*EXERCISE OBJECTIVE:* Look for "Speed up isIterable()" in the entries below. Write out that line and all later lines exactly, ending with the final one.

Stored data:

PR #895, opened 2021-03-06
Speed up isIterable()

jacobtylerwalls:


mscuthbert:
single quotes around `'__iter__'` otherwise THANK YOU great!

*RESPONSE:*
Speed up isIterable()

jacobtylerwalls:


mscuthbert:
single quotes around `'__iter__'` otherwise THANK YOU great!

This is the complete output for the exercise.